Radiol Case Rep. 2025 Sep 22;20(12):6117-6120. doi: 10.1016/j.radcr.2025.08.098. eCollection 2025 Dec.
ABSTRACT
Survival for neonates with abdominal wall defects (AWDs) exceeds 90% in high-income countries, yet mortality remains devastatingly high in many low-resource settings. This profound survival disparity reflects systemic deficiencies in the perinatal care cascade. We present a case of a preterm neonate with a complex AWD to exemplify the catastrophic consequences when this continuum of care is fragmented. A 32-year-old multiparous woman presented at 28 weeks gestation. Prenatal ultrasound identified a live fetus with a large, complex AWD; findings were ambiguous, with features suggestive of both gastroschisis (free-floating bowel) and a ruptured omphalocele (significant liver herniation, suggestion of a partial membrane).
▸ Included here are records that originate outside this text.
PR #35, opened 2022-12-22
fix notes config-scanning URL

Bezbran:
## Describe your changes
fix notes config-scanning URL
## Screenshots - If Any (Optional)
image


.github/workflows/03-helm-release.yaml
```diff
@@ -0,0 +1,48 @@
...
+          git config user.name "$GITHUB_ACTOR"
+          git config user.email "$GITHUB_ACTOR@users.noreply.github.com"
+          
+      - name: git checkout to new commit
+        run: git checkout ${{ inputs.COMMIT_REF }}
+
+      - name: Install Helm
+        uses: azure/setup-helm@v3
+        # with:
+        #   version: v3.4.0
```
dwertent, line 43: @matanshk Why did you remove this?

.github/workflows/03-helm-release.yaml
```diff
@@ -0,0 +1,48 @@
+name: 03-Helm chart release
+
+on:
```
dwertent, line 3: We should ignore paths:
```
    paths:
      - 'charts/**.yaml'
      - 'charts/**.tpl'
```
cc: @matanshk

matanshk: @dwertent 
please talk with me, I want to understand why

dwertent: Because we do not want the workflow to run when changes are made to these paths

matanshk: The workflow will be triggered only by the in-cluster component or by triggering it manually, it does not have any other triggers (like push); so it will never run if we are changing something in this paths anyway

.github/workflows/03-helm-release.yaml
dwertent: yes

.github/workflows/03-helm-release.yaml
dwertent: We cannot trigger this workflow when updating the helm charts manually? What if I add a field?

dwertent (approved):

PR #50, opened 2023-01-20
adding otel-collector

matthyx:


matthyx:
reopening from fork...

PR #52, opened 2023-01-23
Add CICD docs

matanshk:


dwertent (approved):
@matanshk  We might want to move this doc to a different directory, but for now it is good enough.
What about the draw.io flow?

PR #54, opened 2023-01-31
Allow to include and exclude namespaces.

cgroschupp:
## Overview
Allow to include and exclude namespaces.

## How to Test
```sh
helm template -n kubescape  kubescape-prometheus-integrator ./charts/kubescape-prometheus-integrator --set "includeNamespaces[0]=ns1" --set "includeNamespaces[1]=ns2" --set "excludeNamespaces[0]=ns3"  --set "excludeNamespaces[1]=ns4" 
```

### DIFF
--- a/charts/kubescape-prometheus-integrator/values.yaml
+++ b/charts/kubescape-prometheus-integrator/values.yaml
@@ -69,6 +69,12 @@ kubescape:
   # -- submit results to the Kubescape cloud: https://cloud.armosec.io/
   submit: false
 
+  # -- list of namespaces to include
+  includeNamespaces: []
+
+  # -- List of namespaces to exclude
+  excludeNamespaces: []
+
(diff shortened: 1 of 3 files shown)


charts/kubescape-prometheus-integrator/values.yaml
```diff
@@ -7,6 +7,12 @@ createKubescapeServiceAccount: true # TODO: move to kubescape
 # -- set the image pull secrets for private registry support 
 imagePullSecrets: ""
 
+# -- list of namespaces to include
```
dwertent, line 10: @cgroschupp This value should be in the Kubescape microservice scope since it applies only to the KS microservice

dwertent (changes requested):
Thank you for your contribution :)

dwertent (approved):
Thank you :)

After counseling, she was referred for tertiary care, but transfer was not feasible due to systemic barriers. Two weeks later, at 30 weeks gestation, she presented in advanced preterm labor and delivered vaginally. The 1.5 kg male neonate was born without spontaneous cardiorespiratory activity (Apgar scores of 0 at 1 and 5 minutes) and had a large paraumbilical defect with massive evisceration of the liver and intestines. Resuscitation was unsuccessful. This case demonstrates that neonatal mortality from complex congenital anomalies in resource-limited environments is often a consequence of health system failures rather than an inevitability of the pathology itself. The diagnostic ambiguity of the defect was clinically secondary to the critical, sequential breakdowns in the care cascade: the inability to enact a timely transfer to a tertiary center for planned delivery and immediate access to pediatric surgical and neonatal intensive care. This outcome underscores the imperative to strengthen referral pathways, build capacity for specialized perinatal services, and invest in regionalized care to address the stark global inequities in survival for treatable congenital conditions.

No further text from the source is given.